### TASK DETAILS
Restate word for word each line of the data, starting at the one containing "- Document the" and running through the last.

### EXTRACTED ENTRIES
::::::::

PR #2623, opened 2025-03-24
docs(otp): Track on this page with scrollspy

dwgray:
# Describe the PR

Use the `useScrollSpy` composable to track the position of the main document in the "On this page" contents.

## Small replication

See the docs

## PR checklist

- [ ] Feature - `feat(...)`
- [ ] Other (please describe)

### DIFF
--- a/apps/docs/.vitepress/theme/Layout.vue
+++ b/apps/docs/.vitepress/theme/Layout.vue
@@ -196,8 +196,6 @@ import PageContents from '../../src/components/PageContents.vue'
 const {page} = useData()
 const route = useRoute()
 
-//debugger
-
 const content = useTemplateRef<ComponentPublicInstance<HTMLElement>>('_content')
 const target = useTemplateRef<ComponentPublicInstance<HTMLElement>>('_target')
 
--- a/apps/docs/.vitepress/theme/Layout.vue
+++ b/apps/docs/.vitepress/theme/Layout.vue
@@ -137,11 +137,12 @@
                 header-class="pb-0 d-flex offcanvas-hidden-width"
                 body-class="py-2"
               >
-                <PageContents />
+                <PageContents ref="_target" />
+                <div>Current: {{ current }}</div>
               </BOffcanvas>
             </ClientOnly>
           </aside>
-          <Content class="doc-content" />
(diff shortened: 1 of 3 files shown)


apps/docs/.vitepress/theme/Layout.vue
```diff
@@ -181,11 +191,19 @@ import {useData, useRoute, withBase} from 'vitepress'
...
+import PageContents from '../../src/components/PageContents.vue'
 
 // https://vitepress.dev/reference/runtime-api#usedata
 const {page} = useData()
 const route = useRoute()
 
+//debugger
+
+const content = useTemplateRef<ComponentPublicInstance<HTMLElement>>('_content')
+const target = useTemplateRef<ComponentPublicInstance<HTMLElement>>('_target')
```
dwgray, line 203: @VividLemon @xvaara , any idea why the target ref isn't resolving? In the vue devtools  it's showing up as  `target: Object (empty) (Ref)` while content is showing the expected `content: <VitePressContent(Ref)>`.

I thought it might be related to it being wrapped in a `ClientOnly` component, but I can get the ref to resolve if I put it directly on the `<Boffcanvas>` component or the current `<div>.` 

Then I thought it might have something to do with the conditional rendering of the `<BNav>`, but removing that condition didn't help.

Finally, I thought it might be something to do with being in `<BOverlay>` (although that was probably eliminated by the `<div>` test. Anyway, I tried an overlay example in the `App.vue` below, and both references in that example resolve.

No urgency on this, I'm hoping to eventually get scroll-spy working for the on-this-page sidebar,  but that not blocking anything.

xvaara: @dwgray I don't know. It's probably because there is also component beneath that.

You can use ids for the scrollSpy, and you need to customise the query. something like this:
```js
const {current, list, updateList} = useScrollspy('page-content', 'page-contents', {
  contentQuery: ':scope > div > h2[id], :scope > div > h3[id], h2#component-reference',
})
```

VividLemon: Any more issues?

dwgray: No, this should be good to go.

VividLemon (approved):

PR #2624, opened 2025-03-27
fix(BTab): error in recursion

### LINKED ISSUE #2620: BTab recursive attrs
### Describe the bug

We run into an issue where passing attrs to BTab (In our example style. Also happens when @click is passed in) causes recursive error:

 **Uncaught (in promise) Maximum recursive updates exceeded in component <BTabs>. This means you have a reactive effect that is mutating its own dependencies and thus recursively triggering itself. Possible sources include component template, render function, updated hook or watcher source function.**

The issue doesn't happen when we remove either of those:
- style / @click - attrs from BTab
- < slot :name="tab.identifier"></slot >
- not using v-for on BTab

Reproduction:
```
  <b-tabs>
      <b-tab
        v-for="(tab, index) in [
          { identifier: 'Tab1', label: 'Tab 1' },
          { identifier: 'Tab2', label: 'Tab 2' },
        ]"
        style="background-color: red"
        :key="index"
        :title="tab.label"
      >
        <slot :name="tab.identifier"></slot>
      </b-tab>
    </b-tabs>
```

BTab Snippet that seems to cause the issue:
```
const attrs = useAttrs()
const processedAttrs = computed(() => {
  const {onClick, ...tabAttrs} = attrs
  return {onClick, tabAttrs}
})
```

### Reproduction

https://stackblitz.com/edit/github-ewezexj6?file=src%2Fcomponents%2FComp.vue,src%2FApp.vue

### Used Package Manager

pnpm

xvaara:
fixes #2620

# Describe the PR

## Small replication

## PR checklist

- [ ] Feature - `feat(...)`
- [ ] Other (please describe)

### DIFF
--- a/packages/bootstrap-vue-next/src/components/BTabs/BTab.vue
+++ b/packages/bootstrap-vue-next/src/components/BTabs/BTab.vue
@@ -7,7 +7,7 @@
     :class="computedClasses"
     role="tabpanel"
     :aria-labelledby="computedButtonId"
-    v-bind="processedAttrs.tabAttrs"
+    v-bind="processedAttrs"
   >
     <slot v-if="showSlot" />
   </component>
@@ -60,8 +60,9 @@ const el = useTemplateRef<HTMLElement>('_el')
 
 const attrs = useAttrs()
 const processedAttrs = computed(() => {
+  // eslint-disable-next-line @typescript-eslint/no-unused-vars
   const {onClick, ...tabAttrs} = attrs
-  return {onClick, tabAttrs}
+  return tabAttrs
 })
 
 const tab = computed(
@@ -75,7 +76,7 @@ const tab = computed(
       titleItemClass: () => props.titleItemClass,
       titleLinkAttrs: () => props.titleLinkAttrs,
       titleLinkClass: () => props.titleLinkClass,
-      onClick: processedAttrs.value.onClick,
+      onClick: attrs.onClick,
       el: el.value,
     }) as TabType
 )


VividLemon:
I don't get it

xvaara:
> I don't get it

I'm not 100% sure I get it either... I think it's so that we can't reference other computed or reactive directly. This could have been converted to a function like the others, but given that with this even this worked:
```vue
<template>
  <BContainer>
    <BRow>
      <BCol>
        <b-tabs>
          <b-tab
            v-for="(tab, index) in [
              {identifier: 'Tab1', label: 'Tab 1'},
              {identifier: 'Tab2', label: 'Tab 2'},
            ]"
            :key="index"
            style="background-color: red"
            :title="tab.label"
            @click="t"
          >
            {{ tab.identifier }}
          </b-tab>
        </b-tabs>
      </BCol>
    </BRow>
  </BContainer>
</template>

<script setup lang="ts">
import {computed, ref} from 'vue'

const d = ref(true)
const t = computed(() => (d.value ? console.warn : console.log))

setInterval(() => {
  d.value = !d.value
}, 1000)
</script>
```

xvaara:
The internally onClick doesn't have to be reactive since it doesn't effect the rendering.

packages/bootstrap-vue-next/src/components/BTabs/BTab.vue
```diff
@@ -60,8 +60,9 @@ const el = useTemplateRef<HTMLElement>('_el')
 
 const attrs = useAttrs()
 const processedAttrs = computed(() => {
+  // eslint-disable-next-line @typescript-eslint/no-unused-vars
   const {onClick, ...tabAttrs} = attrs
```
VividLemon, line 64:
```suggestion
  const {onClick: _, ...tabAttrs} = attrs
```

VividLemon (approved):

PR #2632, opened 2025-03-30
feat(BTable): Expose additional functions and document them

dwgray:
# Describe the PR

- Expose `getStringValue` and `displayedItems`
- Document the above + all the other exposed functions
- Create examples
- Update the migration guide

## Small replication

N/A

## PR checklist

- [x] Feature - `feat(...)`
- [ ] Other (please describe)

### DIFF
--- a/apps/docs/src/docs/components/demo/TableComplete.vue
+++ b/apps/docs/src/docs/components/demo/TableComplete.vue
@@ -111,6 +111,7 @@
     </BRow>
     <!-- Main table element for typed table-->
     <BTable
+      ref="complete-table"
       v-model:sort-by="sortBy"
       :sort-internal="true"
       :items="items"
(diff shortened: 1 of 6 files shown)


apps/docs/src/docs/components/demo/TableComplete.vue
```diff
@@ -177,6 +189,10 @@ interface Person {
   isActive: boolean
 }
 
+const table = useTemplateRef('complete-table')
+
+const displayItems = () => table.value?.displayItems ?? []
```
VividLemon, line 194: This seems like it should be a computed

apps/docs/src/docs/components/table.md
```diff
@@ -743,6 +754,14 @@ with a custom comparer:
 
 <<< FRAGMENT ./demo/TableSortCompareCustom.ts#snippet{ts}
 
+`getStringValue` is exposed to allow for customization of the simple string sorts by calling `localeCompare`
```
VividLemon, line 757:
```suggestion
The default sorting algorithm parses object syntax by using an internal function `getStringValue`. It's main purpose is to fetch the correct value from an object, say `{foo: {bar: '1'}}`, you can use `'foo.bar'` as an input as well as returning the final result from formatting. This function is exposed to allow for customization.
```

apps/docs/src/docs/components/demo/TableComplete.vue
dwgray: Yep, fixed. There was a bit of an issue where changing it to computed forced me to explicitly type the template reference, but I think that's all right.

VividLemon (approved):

::::::::

### WRITTEN SOLUTION
- Document the above + all the other exposed functions
- Create examples
- Update the migration guide

## Small replication

N/A

## PR checklist

- [x] Feature - `feat(...)`
- [ ] Other (please describe)

### DIFF
--- a/apps/docs/src/docs/components/demo/TableComplete.vue
+++ b/apps/docs/src/docs/components/demo/TableComplete.vue
@@ -111,6 +111,7 @@
     </BRow>
     <!-- Main table element for typed table-->
     <BTable
+      ref="complete-table"
       v-model:sort-by="sortBy"
       :sort-internal="true"
       :items="items"
(diff shortened: 1 of 6 files shown)


apps/docs/src/docs/components/demo/TableComplete.vue
```diff
@@ -177,6 +189,10 @@ interface Person {
   isActive: boolean
 }
 
+const table = useTemplateRef('complete-table')
+
+const displayItems = () => table.value?.displayItems ?? []
```
VividLemon, line 194: This seems like it should be a computed

apps/docs/src/docs/components/table.md
```diff
@@ -743,6 +754,14 @@ with a custom comparer:
 
 <<< FRAGMENT ./demo/TableSortCompareCustom.ts#snippet{ts}
 
+`getStringValue` is exposed to allow for customization of the simple string sorts by calling `localeCompare`
```
VividLemon, line 757:
```suggestion
The default sorting algorithm parses object syntax by using an internal function `getStringValue`. It's main purpose is to fetch the correct value from an object, say `{foo: {bar: '1'}}`, you can use `'foo.bar'` as an input as well as returning the final result from formatting. This function is exposed to allow for customization.
```

apps/docs/src/docs/components/demo/TableComplete.vue
dwgray: Yep, fixed. There was a bit of an issue where changing it to computed forced me to explicitly type the template reference, but I think that's all right.

VividLemon (approved):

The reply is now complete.